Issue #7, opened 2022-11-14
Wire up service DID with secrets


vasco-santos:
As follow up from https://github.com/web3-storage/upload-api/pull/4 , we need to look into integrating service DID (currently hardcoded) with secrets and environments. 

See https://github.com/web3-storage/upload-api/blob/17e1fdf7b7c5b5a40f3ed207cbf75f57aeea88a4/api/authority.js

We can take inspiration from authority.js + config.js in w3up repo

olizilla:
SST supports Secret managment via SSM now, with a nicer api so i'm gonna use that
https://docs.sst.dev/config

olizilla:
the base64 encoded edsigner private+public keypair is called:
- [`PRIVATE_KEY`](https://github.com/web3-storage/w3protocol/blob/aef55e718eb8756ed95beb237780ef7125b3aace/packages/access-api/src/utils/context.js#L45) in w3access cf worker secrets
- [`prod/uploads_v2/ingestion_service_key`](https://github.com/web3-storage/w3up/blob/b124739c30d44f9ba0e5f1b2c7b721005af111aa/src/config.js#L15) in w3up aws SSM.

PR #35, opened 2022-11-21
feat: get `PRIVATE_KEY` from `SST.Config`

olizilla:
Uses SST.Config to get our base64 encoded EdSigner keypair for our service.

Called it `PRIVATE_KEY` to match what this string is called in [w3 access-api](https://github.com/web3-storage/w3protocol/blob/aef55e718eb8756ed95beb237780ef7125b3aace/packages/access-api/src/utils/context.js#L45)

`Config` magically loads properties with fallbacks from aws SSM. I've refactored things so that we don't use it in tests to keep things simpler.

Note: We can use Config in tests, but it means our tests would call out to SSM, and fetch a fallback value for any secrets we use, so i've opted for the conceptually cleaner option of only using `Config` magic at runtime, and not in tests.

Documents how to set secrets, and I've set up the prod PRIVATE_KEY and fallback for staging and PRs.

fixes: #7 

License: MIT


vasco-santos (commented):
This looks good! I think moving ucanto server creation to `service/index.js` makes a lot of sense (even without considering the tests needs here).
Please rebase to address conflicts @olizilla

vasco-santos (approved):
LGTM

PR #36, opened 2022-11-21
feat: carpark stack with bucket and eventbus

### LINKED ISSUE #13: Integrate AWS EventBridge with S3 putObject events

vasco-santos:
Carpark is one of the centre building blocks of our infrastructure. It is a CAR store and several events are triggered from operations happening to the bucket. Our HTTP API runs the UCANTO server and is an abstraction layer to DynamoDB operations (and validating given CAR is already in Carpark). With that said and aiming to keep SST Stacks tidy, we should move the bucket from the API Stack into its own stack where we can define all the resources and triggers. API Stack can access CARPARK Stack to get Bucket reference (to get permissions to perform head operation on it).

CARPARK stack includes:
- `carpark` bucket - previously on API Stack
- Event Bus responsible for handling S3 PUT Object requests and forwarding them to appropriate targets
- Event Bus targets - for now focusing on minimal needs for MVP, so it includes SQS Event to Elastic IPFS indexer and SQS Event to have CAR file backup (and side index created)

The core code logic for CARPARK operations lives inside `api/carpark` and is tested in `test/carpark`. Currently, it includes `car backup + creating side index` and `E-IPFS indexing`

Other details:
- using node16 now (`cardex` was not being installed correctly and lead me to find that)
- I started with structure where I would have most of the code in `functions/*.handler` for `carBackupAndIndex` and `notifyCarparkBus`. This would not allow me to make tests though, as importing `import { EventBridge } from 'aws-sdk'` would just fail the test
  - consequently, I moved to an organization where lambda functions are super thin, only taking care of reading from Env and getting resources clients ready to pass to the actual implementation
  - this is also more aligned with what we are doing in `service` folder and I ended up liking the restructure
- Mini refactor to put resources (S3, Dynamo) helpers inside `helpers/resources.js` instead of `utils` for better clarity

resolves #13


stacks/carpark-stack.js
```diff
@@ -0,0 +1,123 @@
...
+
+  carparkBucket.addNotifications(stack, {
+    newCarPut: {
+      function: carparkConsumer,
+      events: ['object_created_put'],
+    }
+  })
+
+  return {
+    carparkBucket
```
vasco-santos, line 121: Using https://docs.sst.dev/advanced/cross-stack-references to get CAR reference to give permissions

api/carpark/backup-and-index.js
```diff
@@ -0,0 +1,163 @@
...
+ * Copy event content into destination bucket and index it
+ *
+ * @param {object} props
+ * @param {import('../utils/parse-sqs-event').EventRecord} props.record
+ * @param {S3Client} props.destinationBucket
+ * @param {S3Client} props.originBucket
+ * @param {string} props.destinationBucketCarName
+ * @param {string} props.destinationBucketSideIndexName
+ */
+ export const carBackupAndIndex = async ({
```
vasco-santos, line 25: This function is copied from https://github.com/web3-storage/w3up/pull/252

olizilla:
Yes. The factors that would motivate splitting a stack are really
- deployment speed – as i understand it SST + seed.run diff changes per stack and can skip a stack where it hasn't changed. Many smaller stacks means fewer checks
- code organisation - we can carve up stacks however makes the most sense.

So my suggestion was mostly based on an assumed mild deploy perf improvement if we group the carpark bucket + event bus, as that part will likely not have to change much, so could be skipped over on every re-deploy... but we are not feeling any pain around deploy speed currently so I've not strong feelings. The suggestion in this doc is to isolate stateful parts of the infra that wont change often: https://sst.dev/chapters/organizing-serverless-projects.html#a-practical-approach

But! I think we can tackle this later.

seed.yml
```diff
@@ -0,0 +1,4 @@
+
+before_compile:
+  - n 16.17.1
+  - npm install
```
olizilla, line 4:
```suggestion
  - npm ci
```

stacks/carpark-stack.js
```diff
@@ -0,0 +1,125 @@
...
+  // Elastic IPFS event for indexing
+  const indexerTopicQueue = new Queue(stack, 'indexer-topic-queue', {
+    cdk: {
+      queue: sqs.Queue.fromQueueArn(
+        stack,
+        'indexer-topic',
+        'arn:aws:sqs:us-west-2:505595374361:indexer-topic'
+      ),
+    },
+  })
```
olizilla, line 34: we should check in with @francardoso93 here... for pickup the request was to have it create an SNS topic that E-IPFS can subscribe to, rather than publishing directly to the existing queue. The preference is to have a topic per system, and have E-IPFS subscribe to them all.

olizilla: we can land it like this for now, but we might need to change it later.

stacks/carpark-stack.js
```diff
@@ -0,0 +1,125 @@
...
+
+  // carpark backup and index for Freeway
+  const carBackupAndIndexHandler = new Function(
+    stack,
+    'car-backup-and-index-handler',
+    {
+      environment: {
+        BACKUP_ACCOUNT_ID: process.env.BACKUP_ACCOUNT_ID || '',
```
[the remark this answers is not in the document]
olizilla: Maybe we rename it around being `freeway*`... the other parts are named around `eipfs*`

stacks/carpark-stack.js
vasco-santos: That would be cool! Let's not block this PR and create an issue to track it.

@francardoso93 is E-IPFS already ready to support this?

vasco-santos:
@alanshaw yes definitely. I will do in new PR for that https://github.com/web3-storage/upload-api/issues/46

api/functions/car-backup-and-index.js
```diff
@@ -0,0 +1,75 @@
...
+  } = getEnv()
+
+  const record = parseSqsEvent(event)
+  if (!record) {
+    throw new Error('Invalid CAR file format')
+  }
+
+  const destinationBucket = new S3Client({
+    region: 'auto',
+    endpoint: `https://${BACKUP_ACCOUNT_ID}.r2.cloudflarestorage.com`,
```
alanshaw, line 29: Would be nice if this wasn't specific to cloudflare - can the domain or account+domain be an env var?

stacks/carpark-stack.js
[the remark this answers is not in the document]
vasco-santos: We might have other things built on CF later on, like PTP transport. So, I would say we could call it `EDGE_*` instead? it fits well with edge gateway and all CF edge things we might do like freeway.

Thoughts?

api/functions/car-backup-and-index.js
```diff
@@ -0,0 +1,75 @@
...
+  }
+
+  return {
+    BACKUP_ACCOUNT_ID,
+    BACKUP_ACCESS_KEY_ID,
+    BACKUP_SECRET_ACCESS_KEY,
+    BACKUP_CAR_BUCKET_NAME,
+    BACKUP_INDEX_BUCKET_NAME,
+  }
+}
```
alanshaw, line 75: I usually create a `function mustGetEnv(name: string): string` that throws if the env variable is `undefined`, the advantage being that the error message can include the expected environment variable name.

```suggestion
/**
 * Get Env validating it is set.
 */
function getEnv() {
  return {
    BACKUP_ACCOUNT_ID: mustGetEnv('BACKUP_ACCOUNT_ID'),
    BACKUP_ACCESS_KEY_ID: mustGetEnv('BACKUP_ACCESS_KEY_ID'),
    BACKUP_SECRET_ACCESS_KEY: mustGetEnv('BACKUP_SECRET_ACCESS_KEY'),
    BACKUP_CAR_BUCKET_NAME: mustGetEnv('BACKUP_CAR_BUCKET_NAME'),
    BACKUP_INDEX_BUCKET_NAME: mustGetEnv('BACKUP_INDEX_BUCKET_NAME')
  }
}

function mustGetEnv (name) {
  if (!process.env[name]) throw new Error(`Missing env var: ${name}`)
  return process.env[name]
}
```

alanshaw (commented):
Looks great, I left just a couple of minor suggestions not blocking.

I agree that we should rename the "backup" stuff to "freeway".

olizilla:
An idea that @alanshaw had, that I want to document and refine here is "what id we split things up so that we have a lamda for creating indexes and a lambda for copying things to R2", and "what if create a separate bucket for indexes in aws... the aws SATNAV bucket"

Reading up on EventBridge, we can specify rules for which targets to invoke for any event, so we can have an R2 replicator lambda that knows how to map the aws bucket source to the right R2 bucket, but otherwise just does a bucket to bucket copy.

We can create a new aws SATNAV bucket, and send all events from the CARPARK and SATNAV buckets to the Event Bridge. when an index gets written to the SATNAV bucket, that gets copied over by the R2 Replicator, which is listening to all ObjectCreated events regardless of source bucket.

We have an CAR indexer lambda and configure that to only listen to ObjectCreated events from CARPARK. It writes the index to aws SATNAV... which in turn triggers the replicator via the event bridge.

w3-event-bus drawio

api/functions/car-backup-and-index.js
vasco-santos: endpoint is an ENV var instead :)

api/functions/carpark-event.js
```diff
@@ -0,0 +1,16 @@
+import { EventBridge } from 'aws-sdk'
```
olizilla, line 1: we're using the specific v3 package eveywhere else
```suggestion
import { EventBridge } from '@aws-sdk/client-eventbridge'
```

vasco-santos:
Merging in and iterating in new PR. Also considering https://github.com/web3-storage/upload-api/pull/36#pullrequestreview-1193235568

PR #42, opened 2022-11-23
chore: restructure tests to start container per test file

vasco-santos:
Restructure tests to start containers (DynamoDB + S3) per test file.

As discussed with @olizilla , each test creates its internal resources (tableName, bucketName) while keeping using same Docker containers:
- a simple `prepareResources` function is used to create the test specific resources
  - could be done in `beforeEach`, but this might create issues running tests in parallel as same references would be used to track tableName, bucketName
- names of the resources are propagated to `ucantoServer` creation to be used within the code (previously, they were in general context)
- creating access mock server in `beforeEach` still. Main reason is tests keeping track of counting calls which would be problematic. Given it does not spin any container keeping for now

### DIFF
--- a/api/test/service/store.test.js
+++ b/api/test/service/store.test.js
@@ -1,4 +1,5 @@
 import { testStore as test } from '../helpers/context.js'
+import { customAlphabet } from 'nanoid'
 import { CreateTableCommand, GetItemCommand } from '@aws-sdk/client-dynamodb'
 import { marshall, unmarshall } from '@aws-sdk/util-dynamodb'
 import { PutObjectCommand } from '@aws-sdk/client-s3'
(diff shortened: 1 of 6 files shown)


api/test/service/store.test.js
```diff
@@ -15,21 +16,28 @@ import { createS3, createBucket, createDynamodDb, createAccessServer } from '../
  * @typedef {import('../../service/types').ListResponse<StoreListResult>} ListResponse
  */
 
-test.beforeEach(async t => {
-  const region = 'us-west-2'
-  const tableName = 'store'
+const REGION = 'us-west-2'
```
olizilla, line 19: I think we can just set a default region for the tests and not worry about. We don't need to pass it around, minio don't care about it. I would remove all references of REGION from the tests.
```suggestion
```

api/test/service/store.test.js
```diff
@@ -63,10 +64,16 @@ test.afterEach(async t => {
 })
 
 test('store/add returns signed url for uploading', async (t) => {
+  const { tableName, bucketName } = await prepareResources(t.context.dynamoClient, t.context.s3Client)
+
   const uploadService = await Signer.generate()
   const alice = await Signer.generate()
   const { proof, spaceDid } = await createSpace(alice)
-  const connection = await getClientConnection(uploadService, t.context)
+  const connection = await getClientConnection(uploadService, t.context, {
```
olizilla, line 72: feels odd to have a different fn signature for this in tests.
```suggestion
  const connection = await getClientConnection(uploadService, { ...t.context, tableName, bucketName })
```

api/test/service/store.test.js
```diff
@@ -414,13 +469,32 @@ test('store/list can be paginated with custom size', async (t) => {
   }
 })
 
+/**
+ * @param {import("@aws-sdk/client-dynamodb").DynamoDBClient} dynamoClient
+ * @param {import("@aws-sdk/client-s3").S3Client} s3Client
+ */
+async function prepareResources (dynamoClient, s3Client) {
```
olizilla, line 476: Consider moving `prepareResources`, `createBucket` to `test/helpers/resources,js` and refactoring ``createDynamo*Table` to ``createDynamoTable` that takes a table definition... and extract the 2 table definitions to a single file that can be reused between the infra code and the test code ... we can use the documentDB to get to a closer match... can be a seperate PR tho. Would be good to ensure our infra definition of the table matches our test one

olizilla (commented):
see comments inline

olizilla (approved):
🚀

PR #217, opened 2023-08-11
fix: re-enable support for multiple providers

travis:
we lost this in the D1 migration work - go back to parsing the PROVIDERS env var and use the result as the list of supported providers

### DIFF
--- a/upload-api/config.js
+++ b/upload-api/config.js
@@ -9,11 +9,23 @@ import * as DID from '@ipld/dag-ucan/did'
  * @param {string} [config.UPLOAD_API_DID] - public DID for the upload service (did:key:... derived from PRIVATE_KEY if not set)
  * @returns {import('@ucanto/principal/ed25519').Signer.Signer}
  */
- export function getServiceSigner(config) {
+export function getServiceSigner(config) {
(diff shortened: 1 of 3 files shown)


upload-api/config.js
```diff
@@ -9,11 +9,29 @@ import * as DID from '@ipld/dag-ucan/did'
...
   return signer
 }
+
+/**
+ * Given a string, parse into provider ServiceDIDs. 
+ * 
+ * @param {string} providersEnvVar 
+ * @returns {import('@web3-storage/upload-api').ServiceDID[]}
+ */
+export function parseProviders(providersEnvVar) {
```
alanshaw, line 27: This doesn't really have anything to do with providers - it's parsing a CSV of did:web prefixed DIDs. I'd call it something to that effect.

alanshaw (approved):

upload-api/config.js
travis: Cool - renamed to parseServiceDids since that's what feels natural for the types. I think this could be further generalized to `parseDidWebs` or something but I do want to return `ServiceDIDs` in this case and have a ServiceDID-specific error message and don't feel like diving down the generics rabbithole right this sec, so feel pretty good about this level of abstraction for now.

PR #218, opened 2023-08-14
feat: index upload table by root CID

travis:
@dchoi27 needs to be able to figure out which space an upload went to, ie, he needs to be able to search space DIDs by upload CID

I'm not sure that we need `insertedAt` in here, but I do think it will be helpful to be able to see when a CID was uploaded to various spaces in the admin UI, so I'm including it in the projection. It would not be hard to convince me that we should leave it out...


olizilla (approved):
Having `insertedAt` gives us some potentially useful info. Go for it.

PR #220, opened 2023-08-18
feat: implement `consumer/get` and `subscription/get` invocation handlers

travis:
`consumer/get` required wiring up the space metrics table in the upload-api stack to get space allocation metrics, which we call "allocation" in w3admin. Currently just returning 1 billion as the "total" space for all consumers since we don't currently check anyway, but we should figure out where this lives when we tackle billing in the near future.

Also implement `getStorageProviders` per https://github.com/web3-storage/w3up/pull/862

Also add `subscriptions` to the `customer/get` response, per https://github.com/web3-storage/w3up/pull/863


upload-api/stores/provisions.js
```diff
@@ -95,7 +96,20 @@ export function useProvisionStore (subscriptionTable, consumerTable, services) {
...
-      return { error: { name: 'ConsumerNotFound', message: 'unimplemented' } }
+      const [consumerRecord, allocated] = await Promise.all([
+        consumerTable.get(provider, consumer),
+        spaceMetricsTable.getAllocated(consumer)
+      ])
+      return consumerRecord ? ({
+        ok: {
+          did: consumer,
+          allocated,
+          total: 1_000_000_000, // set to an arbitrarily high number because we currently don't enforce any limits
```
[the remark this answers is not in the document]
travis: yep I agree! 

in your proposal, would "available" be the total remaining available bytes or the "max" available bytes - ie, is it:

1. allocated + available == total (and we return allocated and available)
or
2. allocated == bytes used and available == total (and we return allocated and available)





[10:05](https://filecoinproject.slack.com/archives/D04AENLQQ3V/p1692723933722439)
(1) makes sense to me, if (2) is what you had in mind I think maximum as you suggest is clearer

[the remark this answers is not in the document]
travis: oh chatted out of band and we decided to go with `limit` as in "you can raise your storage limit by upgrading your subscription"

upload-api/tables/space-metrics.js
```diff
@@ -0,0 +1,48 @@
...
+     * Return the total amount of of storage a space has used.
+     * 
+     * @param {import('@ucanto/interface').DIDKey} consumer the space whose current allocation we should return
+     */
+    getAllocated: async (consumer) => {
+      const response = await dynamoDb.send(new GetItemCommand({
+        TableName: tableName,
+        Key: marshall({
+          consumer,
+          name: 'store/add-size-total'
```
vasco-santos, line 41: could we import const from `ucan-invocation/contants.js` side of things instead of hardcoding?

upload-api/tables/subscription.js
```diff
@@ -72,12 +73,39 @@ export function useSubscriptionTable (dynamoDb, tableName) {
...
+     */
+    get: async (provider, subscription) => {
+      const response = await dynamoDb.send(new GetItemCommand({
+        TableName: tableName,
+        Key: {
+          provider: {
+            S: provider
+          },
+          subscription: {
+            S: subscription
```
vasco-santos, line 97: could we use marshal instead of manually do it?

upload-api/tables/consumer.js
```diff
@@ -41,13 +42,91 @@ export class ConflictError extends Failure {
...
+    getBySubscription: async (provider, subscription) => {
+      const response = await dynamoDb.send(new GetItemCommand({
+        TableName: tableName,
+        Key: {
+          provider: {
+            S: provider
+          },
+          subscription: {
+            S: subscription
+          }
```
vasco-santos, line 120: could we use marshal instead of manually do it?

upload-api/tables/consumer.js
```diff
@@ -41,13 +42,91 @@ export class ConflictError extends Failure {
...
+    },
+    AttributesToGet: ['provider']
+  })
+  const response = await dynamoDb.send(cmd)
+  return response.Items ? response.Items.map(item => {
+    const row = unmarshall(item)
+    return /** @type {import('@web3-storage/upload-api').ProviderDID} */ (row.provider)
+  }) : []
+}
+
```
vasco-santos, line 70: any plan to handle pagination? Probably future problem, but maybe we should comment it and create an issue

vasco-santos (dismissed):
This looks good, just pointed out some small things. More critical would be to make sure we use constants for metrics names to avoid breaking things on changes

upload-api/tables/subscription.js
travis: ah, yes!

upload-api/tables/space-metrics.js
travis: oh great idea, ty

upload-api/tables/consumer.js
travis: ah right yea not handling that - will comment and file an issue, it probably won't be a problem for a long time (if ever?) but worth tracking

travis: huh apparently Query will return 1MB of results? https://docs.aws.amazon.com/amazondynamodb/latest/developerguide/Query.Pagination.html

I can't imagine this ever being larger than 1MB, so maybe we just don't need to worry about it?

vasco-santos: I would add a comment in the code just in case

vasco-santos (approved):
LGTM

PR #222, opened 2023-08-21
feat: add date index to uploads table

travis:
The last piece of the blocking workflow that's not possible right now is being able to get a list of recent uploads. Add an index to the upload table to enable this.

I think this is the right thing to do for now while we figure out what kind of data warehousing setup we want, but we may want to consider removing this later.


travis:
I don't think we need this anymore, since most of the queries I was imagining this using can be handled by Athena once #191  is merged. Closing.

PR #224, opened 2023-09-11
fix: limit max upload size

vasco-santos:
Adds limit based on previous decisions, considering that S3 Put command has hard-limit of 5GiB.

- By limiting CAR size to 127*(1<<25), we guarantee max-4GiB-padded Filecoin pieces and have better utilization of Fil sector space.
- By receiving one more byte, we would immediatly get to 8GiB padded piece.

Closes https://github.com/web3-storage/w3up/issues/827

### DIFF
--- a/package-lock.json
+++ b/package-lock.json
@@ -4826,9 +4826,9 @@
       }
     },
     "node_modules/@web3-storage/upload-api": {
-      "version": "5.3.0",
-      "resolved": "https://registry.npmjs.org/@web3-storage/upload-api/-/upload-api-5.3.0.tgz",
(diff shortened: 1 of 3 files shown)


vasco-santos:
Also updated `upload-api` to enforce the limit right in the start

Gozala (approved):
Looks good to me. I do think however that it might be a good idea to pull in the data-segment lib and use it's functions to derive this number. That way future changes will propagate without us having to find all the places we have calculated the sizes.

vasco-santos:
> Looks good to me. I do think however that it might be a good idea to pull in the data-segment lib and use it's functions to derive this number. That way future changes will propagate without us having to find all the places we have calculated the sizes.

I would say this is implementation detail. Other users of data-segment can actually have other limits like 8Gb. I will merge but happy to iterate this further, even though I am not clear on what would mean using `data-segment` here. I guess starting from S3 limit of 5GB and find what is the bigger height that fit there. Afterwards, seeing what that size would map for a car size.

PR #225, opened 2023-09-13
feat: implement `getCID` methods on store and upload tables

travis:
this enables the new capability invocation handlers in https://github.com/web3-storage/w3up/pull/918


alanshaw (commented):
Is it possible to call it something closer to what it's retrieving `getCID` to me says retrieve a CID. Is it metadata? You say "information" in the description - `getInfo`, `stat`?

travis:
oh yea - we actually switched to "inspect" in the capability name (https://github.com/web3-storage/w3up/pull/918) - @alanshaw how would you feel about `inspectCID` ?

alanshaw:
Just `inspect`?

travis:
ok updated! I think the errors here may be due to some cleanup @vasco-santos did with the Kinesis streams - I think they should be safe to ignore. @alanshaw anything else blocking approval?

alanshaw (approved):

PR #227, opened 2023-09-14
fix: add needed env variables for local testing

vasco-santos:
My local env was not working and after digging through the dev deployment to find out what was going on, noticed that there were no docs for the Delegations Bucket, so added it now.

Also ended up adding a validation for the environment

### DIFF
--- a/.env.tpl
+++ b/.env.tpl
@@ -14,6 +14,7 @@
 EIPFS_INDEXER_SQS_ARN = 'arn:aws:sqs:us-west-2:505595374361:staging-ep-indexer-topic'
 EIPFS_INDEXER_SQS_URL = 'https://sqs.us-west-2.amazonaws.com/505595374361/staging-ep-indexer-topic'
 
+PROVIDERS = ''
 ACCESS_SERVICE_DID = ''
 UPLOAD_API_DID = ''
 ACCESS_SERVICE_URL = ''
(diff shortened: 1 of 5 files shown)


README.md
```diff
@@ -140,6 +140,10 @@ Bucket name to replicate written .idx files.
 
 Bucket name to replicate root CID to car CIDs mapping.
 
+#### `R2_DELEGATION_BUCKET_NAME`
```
^^^^^^^^
### [Aim of the task]
Only the lines from the first line of the records through the one containing "the base64 encoded" should be reproduced, exactly, with both of them included.

### [Result]
Issue #7, opened 2022-11-14
Wire up service DID with secrets


vasco-santos:
As follow up from https://github.com/web3-storage/upload-api/pull/4 , we need to look into integrating service DID (currently hardcoded) with secrets and environments. 

See https://github.com/web3-storage/upload-api/blob/17e1fdf7b7c5b5a40f3ed207cbf75f57aeea88a4/api/authority.js

We can take inspiration from authority.js + config.js in w3up repo

olizilla:
SST supports Secret managment via SSM now, with a nicer api so i'm gonna use that
https://docs.sst.dev/config

olizilla:
the base64 encoded edsigner private+public keypair is called:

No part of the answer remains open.